Great atmosphere, shot by Perry’s usual DP Sean Price Williams and edited by Robert “Actress” Greene, and the actors are fun to watch even if their characters are unbearable. More enjoyable on a moment-to-moment basis than Listen Up Philip, I suppose, without the sharp power of that one’s ending. Cameo by Kate Lyn Sheil towards the end.

M. D’Angelo called it Random Creepy Affectation: The Movie.

J. Cronk in Cinema Scope:

At once a character study in the guise of a psychosexual thriller and a parable of friendship filtered through a prism of horror tropes, the film is, perhaps more significantly, a harrowing depiction of depression and the debilitating effects of hereditary paralysis. … Like a lot of Perry’s characters, these women are almost comically mean-spirited as they verbally disarm the opposing party with exceptional eloquence. “One of the worst tendencies of human nature is to assume the best of one another,” Virginia matter-of-factly states in the film’s centrepiece sequence, an unbroken six-minute shot which subtly interrogates each woman as they painfully detail instances of past romance and betrayal, effectively encapsulating Perry’s entire worldview in one bravura gesture.

“I hope this will be good for us… but especially for me.”

Watched during Sundance Week! During Sundance 2015, I managed to watch three movies from Sundance 2014. There are lots of movies from last year that I mean to catch up with, and this seems as good a scheme as any.

Seems like a hard movie to enjoy, a non-comedy with a total asshole lead character (played by Jason Schwartzman, a puppy dog with a severe hairstyle). But the movie only occasionally seems to sympathize with him, and it takes sidetracks into the lives of the people he knows: his long-time girlfriend Ashley (Elisabeth Moss, star of Top of the Lake and Mad Men), his novelist mentor Ike (Jonathan Pryce), and that novelist’s daughter Melanie (new Marvel superhero Krysten Ritter). After the finale, which is particularly harsh towards Philip, allaying my fears that the movie expected me to care about a terrible person’s sense of well-being, I decided maybe Perry set out to make a movie centered on the selfish prick who shows up in minor roles in other movies, usually to make the sympathetic lead characters look good in comparison or to motivate some kind of action on their part. Philip and Ike become friends but can’t seem to motivate each other, because they’re both the selfish prick.

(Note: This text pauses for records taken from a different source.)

PR #1473, opened 2026-01-03
Drop libattr dependency

stoeckmann:
Spotted this while rebuilding the Arch Linux shadow package, which gave me the warning that libattr is not needed (even though referred to by PKGBUILD file).

Turns out: It's absolutely correct!

And here's the history of the whole thing:

https://github.com/shadow-maint/shadow/commit/791ebc58dd2573c0825b82202abb14d30b680b0f -- Added `reset_selinux` flag (`useradd` set it to `false`, `usermod` set it to `true`)
https://github.com/shadow-maint/shadow/commit/06eb4e4d76ac7f1ac86e68a89b2dc9be7c7323a2 -- Made both tools set it to `true`
https://github.com/shadow-maint/shadow/commit/74c17c71675a60edaa47b280b0b4e2190ddcaee0 -- Introduced a `false` call in `useradd`
https://github.com/shadow-maint/shadow/commit/48aa12af31c0b72872b411857d03a518a4200a3d -- Made both tools set it to `true` again

So, as long as @ikerexxe agrees, this disabled `libattr` support for a few years and nobody complained. In fact, people complained when it was enabled.

I keep https://github.com/shadow-maint/shadow/commit/786e44f6ddb47648c724a82c7dc74ac692e02dd9 as it is, unless @ikerexxe says that it can be removed now.


lib/copydir.c
```diff
@@ -27,16 +27,11 @@
 #ifdef WITH_SELINUX
 #include <selinux/selinux.h>
 #endif				/* WITH_SELINUX */
-#if defined(WITH_ACL) || defined(WITH_ATTR)
+#if defined(WITH_ACL)
 #include <stdarg.h>
 #include <attr/error_context.h>
```
alejandro-colomar, line 32: Was this a (pre-existing) bug?  Why were we including `<attr/error_context.h>` even if not WITH_ATTR?

stoeckmann: The ACL code uses the `struct error_context` which I've also found in their example code and, since I didn't save the exact location, this quick codesearch gave another example: https://sources.debian.org/src/acl/2.3.2-2/libacl/perm_copy_fd.c?hl=147#L41

stoeckmann: The existence of the header is also properly checked in configure.ac for libacl.

alejandro-colomar: Hmmm, thanks!

alejandro-colomar:
It LGTM.  Do you want to wait for @ikerexxe 's review?  I'd be happy to merge now and expand later if appropriate; the current patch makes sense to me.

stoeckmann:
I'd prefer to wait. I wonder if this actually reveals a bug or a feature that was missed. If it's 100 % sure that we really don't want libattr, then we can merge.

stoeckmann:
> I can still see three references to `LIBATTR` in Makefile.am files. Can you remove them?

Removed. Thanks for careful review! :)

ikerexxe (approved):
LGTM! Thank you for taking care of that too

PR #1477, opened 2026-01-04
man/groupmems: Fix grammar

stoeckmann:
The groupmems utility is deprecated by now, but let's keep existing documentation properly maintained until it's gone.


alejandro-colomar (approved):
Thanks!

PR #1484, opened 2026-01-07
vipw: set SIGCHLD before fork

stoeckmann:
It could happen that, if SIGCHLD was set to SIG_IGN before calling vipw, the forked child is already gone before SIGCHLD is set to SIG_DFL after the fork.

Prevent this race condition and also properly set up SIGCHLD for child handling within the fork, even though system() should take care of that.

Follow up of https://github.com/shadow-maint/shadow/pull/440 (looks like older me is getting better at this ;) )


alejandro-colomar:
Since there have been no comments, I'll merge. I'll cherry-pick for the stable release 4.19.1. Thanks!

“I want you to contextualize my sadness.”

I didn’t much enjoy Perry’s The Color Wheel, and don’t care for his handheld camera work (although it seemed better here, in color), but can’t ignore a critical mass of critical acclaim – don’t want to sleep on a masterpiece. This wasn’t, but it’s got good acting and some hilarious/horrible moments, like Philip’s response to a student asking for a recommendation: “Here’s a piece of paper with some staples in it. Wish I could be of more help.” Casting Jason Schwartzman and making a movie about white middle-class sadsacks and father issues, decorated with 1970’s book jackets and omniscient narration, Perry might want to hang with Noah Baumbach and Wes Anderson.

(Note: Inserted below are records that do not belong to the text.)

PR #1485, opened 2026-01-07
vipw: Use fmkomstemp for temporary file

stoeckmann:
Avoid fixed and thus predictable temporary file names. Especially avoid just opening already existing ones.

Proof of Concept:

1. Create a FIFO named /etc/shadow.edit as root, which should be readable by normal users
```
mkfifo /etc/shadow.edit
```
2. Wait for content of FIFO as regular user
```
cat /etc/shadow.edit
```
3. Run vipw as root in another terminal
```
vipw -s
```

You can see the content of /etc/shadow as regular user.

### DIFF
--- a/src/vipw.c
+++ b/src/vipw.c
@@ -43,6 +43,7 @@
 #endif				/* WITH_TCB */
 #include "shadowlog.h"
 #include "sssd.h"
+#include "fs/mkstemp/fmkomstemp.h"
 #include "string/sprintf/aprintf.h"
 #include "string/sprintf/snprintf.h"
 #include "string/strcmp/streq.h"
@@ -72,7 +73,7 @@ static bool tcb_mode = false;
 
 /* local function prototypes */
 static void usage (int status);
-static int create_backup_file (FILE *, const char *, struct stat *);
+static int create_backup_file (FILE *, char *, struct stat *);
 static void vipwexit (const char *msg, int syserr, int ret);
 static void vipwedit (const char *, int (*)(void), int (*)(bool));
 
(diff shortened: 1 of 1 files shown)


alejandro-colomar (approved):
Thanks!  LGTM.

```
```

@ikerexxe , @hallyn , Any comments?

alejandro-colomar:
BTW, I guess I should backport this to the stable release 4.19.1.

alejandro-colomar:
Since there have been no comments, I'll merge.  I'll cherry-pick for the stable release 4.19.1.  Thanks!

src/vipw.c
```diff
@@ -103,16 +104,13 @@ static void usage (int status)
...
 	struct utimbuf ub;
 	FILE *bkfp;
 	int c;
-	mode_t mask;
 
-	mask = umask (077);
-	bkfp = fopen (backup, "w");
-	(void) umask (mask);
+	bkfp = fmkomstemp(backup, 0, 0600);
 	if (NULL == bkfp) {
```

Josephine de la Baume, lead vampire of Kiss of the Damned, plays Philip’s fellow English teacher, who poisons the department against him. The Color Wheel’s Kate Lyn Sheil played one of Philip’s exes, and Eric Bogosian (Joe McCarthy stand-in of Witch Hunt) narrated. Edited by Robert Greene, who made a splash last year with his own Actress.

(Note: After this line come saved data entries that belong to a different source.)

PR #1490, opened 2026-01-09
su: Simplify SIGALRM signal handling

stoeckmann:
The SIGALRM signal handling performs quite some actions and reads shared variables on heap.

To avoid any form of analysis if these specific actions are safe or not, fall back to a signal handler which just sets a flag, which is eventually read.

See https://github.com/shadow-maint/shadow/pull/423 for a good way to test this. Especially to avoid regressions.

CC @lrh2000 for review request due to awesome analysis back in 2021. :)

### DIFF
--- a/src/su.c
+++ b/src/su.c
@@ -172,7 +172,7 @@ kill_child(pid_t pid_child)
 {
 	kill(-pid_child, SIGKILL);
 	fputs(_(" ...killed.\n"), stderr);
-	_exit (255);
+	exit (255);
 }
 
 static void
@@ -402,7 +402,7 @@ static void prepare_pam_close_session (void)
 		if (sigprocmask (SIG_BLOCK, &ourset, NULL) != 0) {
 			fprintf (stderr, _("%s: signal masking malfunction\n"), Prog);
 			kill_child(pid_child);
-			/* Never reached (_exit called). */
+			/* Never reached (exit called). */
 		}
 
 		/* Send SIGKILL to the child if it doesn't
@@ -418,7 +418,7 @@ static void prepare_pam_close_session (void)
 			sigsuspend (&ourset);
 			if (timeout) {
 				kill_child(pid_child);
-				/* Never reached (_exit called). */
+				/* Never reached (exit called). */
 			}
 		}
 		pid_child = 0;


src/su.c
```diff
@@ -409,7 +417,7 @@ static void prepare_pam_close_session (void)
 
 		/* Send SIGKILL to the child if it doesn't
 		 * exit within 2 seconds (after SIGTERM) */
-		(void) signal (SIGALRM, kill_child);
+		(void) signal (SIGALRM, set_timeout);
```
alejandro-colomar, line 410: @@ commit message
>  su: Kill child outside of signal handler
>
> This simplifies the alarm handler to also just set a volatile
> sig_atomic_t, which makes the handler way easier to review.

I'm not sure I understand the word 'also' here.  What does it mean there?

src/su.c
```diff
@@ -175,12 +175,8 @@ set_timeout(int)
...
 kill_child(pid_t pid_child)
 {
-	if (0 != pid_child) {
-		(void) kill (-pid_child, SIGKILL);
-		fputs(_(" ...killed.\n"), stderr);
-	} else {
-		fputs(_(" ...waiting for child to terminate.\n"), stderr);
-	}
+	kill(-pid_child, SIGKILL);
+	fputs(_(" ...killed.\n"), stderr);
```
alejandro-colomar: @@ commit message
>  su: Remove dead code
> 
> The pid_child is never 0 when reaching kill_child.

Would you mind documenting why it is never reached?  That would help reviewing.

src/su.c
stoeckmann: "Also" refers to `catch_signals`, another signal handler which only sets a `volatile sig_atomic_t`. I'm not entirely happy about it, since it doesn't set a flag but writes the signal (an `int`) into it. I know that it fits on real world hardware, but not entirely sure if this is the 100 % correct C way.

Updated commit message.

src/su.c
stoeckmann: Added to the commit message. Since it's not a signal handler function anymore, the function calls are only happening within an if-block which explicitly checks that `pid_child` is not `0`.

Also adjusted commit message.

stoeckmann:
Just noticed that I messed up the alphabetical ordering of the functions which I've added (due to renaming during development). Fixed.

src/su.c
alejandro-colomar: Thanks!

stoeckmann:
> Thanks for the carefully small commits! It was very easy to review this code thanks to that.

And thanks for the remark. The combination of setuid and signals definitely screams for very small steps in changes. ;)

alejandro-colomar:
I'll leave the PR open for a day or two.  If someone else wants to have a look at it before I merge, please say so.

@stoeckmann , do you want to wait for @lrh2000 to have a look?  Or should I merge in a couple of days if no one comments?

stoeckmann:
Having more eyes on these changes won't hurt. I've CC'ed @lrh2000 due to the regression fix back then. No strong requirement from my side.

src/su.c
```diff
@@ -418,6 +426,10 @@ static void prepare_pam_close_session (void)
 
 		while (0 == waitpid (pid_child, &status, WNOHANG)) {
 			sigsuspend (&ourset);
+			if (timeout) {
+				kill_child(0);
```
lrh2000: *If* we want to follow the existing style, we may want to add a whitespace between the function name and the arguments:
```suggestion
				kill_child (0);
```

src/su.c
```diff
@@ -405,7 +404,7 @@ static void prepare_pam_close_session (void)
 		sigfillset (&ourset);
 		if (sigprocmask (SIG_BLOCK, &ourset, NULL) != 0) {
 			fprintf (stderr, _("%s: signal masking malfunction\n"), Prog);
-			kill_child (0);
+			kill_child(pid_child);
```
lrh2000, line 404: Same.

src/su.c
```diff
@@ -169,12 +169,8 @@ static bool iswheel (const char *username)
...
 kill_child(pid_t pid_child)
 {
-	if (0 != pid_child) {
-		(void) kill (-pid_child, SIGKILL);
-		fputs(_(" ...killed.\n"), stderr);
-	} else {
-		fputs(_(" ...waiting for child to terminate.\n"), stderr);
-	}
+	kill(-pid_child, SIGKILL);
+	fputs(_(" ...killed.\n"), stderr);
```
lrh2000, line 174: Same.

lrh2000 (approved):
Nice cleanups. All LGTM. Meanwhile, I really appreciate that you still remember my PR from five years (!) ago. Time flies...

“Tonite only”, that’d be Friday the 13th, Sept. 2013.

My favorite prickly response to the movie comes from M. D’Angelo, who finds the narrator’s grammatical errors and misuse of words “entirely typical of [Perry’s] approach to filmmaking in general. Everything here feels like the work of someone inexpertly trying to synthesize challenging elements of books he’s read and movies he’s seen… which is what ambitious young artists do, to be sure, but they’re generally not celebrated this fervently until after they exit the blatant juvenilia phase.”

A.R.P. on not making “calling card films” to get hired in Hollywood:

There is an ineffable “do not hire” quality to Listen Up Philip, apparently, that shows experienced manufacturers of entertainment that whomever made this film is most likely hard to work with.